Thomas Dimsdale. Courtesy Yanoun.org
Later, as editor of the territory’s first newspaper, the Montana Post, Dimsdale wrote an account of the vigilantes in installments for the newspaper. It became Montana’s first published book, The Vigilantes of Montana, and is still in print. Mary Ronan was a student of Dimsdale's, and she later recalled in Girl from the Gulches, “Professor Dimsdale was an Englishman, small, delicate looking, and gentle. I liked him. It seemed to me that he knew everything. In his school all was harmonious and pleasant. While his few pupils buzzed and whispered over their assignments, the professor sat at a makeshift desk writing, writing, always writing. When, during 1864, The Vigilantes of Montana was being published at the Montana Post, I thought it must have been the composition of those articles that had so engrossed him. We children took advantage of Professor Dimsdale’s preoccupation and would frequently ask to be excused. We would run down the slope into a corral at the bottom of Daylight Gulch. We would spend a few thrillful moments sliding down the straw stacks.” Dimsdale was appointed the first territorial superintendent of schools in 1866, but he died soon after from the tuberculosis that brought him west. The tiny cabin, in ruins in a Virginia City back yard, was moved out of harm’s way to Nevada City in 1976.

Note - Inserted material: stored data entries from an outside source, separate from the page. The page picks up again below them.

PR #139, opened 2020-12-01
feat: Welcome Screens

### LINKED ISSUE #40: Welcome & Instructions View

### LINKED ISSUE #121: Create Welcome Tutorial components
As a user, I should see the welcome tutorial start when I <br/> 1) First land on the map from the shoe project website's redirect <br/> 2) the **Launch Tour** button on help panel is clicked.

hanlinc27:
### Description
Component for the tutorial frames that happen when launch button is clicked from the help panel and also when a user first lands on the Shoe Map.
[Figma Link](https://www.figma.com/file/ga8lgXwbdArh0Mo1iTIfcx/Designs?node-id=463%3A9091)

### Demo
ezgif com-gif-maker

### Next Steps
* I'm not entirely sure how to get a spotlight going on the pins and filter, right now it looks like this: 

When we want it to look like this: 

Will do some googling but off the top of my head maybe set the MUI dialog's backdrop to transparent and then set some sort of custom overlay..?

* Don't know why the logo on the first screen seems to be a little cut off on the bottom (checked padding and margins already)
* future integration --> Need to make sure that map is centered when welcome tutorial is launched so overlays are in correct positions

Closes  #121


hanlinc27:
Will clean up the repetitive CSS and rebase on main during work session :)

ui/src/pages/ShoeMap.tsx
```diff
@@ -131,6 +132,7 @@ export const ShoeMap: React.FC = () => {
         currentCity={"Toronto"}
         setState={setIsDrawerOpen}
       />
+      <WelcomeTutorial></WelcomeTutorial>
```
AbhiPrasad:
```suggestion
      <WelcomeTutorial/>
```

ui/src/components/WelcomeTutorial.tsx
```diff
@@ -0,0 +1,431 @@
...
+    border-radius: 10px;
+    overflow-y: visible;
+    overflow-x: visible;
+    margin: 0px;
+    top: 20%;
+  }
+
+  .MuiBackdrop-root {
+    opacity: 10%;
+    // background-color: transparent;
```
AbhiPrasad:
```suggestion
``` 

Can we remove?

ui/src/components/WelcomeTutorial.tsx
```diff
@@ -0,0 +1,431 @@
...
+    box-shadow: none;
+    background-color: ${colors.grey};    
+`;
+
+const StyledNavigateContainer = styled.div`
+  display: inline-block;
+`;
+
+export function WelcomeTutorial() {
+  const [open, setOpen] = React.useState("first");
```
AbhiPrasad: Let's move these strings, `first`, `second`, into a string enum.

That way we can refer to it as `Tutorial.First`, `Tutorial.Second` etc.

ui/src/components/WelcomeTutorial.tsx
```diff
@@ -0,0 +1,431 @@
...
+  const handleClose = () => {
+    setOpen(null);
+  };
+
+  return (
+    <>
```
AbhiPrasad: Hmm, can we prefer `React.Fragment` syntax here? Just to make it more clear to people who are new to JSX/frontend.

ui/src/components/WelcomeTutorial.tsx
```diff
@@ -0,0 +1,431 @@
...
+  NavigateTitleText,
+  NavigateDescriptionText,
+} from "../styles/typography";
+
+const StyledArrowTip = styled.img`
+  position: absolute;
+  width: 29px;
+  height: 26px;
+  left: -5%;
+  top: 45%;
```
AbhiPrasad, line 25: Do we have no other way other than `position: absolute` + manually ajdusting element with css? Maybe with something like https://github.com/shipshapecode/react-shepherd?

ui/src/components/WelcomeTutorial.tsx
AbhiPrasad: Hmm, also thinking about this more, should the tutorial be handling it's own state? Maybe we should lift it up to the parent component

AbhiPrasad (changes requested):
We'll want to only run this welcome screen once, maybe we can store a localstorage cookie? (timed like a month so that it'll refresh after a while). We can move that into it's own ticket tho.

Nice implementation, left some thoughts on some areas though.

AbhiPrasad:
In terms of the spotlight on the filter + pin, we can grab a dom reference through those elements and store it in the page component (https://reactjs.org/docs/refs-and-the-dom.html). We can then pass that reference down to the `WelcomeTutorial` component and we can render elements accordingly (it'll require some css hacks but shouldn't be that hard).

ui/src/components/WelcomeTutorial.tsx
hanlinc27: The component should be able to handle its own state to go from screen to screen right? I added it as a prop now too so that it can be set from the parent component as well (to launch or close) the tutorial

ui/src/components/WelcomeTutorial.tsx
hanlinc27: That looks pretty cool I wish I knew about it earlier! I know the manual adjustment is a bit suspect (esp the negative overflow) but it's relative + bounded to the dialog so it wouldn't cause issues with responsiveness and it seems to be the simplest solution? Could look at using/converting to that tour library in the future if we end up with a heavier tutorial ^^

hanlinc27: apparently this is a thing too https://docs.react-joyride.com/

ui/src/components/WelcomeTutorial.tsx
AbhiPrasad: Yeah you're right, I think this works for now.

ui/src/components/WelcomeTutorial.tsx
AbhiPrasad: Good point, I guess it is only a 3 step tutorial. Let's use your approach for now then, and we can always change it later!

AbhiPrasad (approved):
Ok sweet, this LGTM.

Opened https://github.com/uwblueprint/shoe-project/issues/147 about the localstorage stuff.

The Dimsdale School in its present location in Nevada City

Wednesday, May 22, 2013

Sullivan Saddlery

Nevada City, once a booming gold camp, is now a recreated western town with buildings from across the state. One of its best treasures was rescued from demolition in 1940. Fort Benton was itching to demolish what they considered a public eyesore. The late Joseph Sullivan had crafted saddles in this shop for nearly forty years. Sullivan had died, and Charles Bovey of Great Falls chanced to meet the saddle maker’s daughter who gave him the building along with all its contents.

Inside the Sullivan Saddle Shop. Photo by Daniel Hagerman
The historic saddler was one of the first buildings constructed outside the stockade of old Fort Benton. It was originally used as the first Blackfeet agency in 1863. Acting Governor Thomas Meagher, agent Gad Upson, and others negotiated an important treaty with Piegan chiefs Little Dog and Mountain Chief in the building in 1865. Later, it was a flop-on-the-floor hotel and saloon known as the Council House. In 1881, partners Sullivan and Goss set up their saddlery business in the building. Artist Charlie Russell was a frequent visitor. The rocking chair where he sat and told his endless yarns remains as if Russell were about to return. The entire Sullivan inventory remains intact in the shop. It still smells of horses and leather. This was the first building Charles Bovey “collected” and the beginning of his indoor exhibit in a huge barn at the Great Falls Fair Grounds called “Old Town.”  When asked to remove the “Old Town” exhibit in 1959, Bovey relocated his buildings to Nevada City, and that began the fabulous building collection you can visit today.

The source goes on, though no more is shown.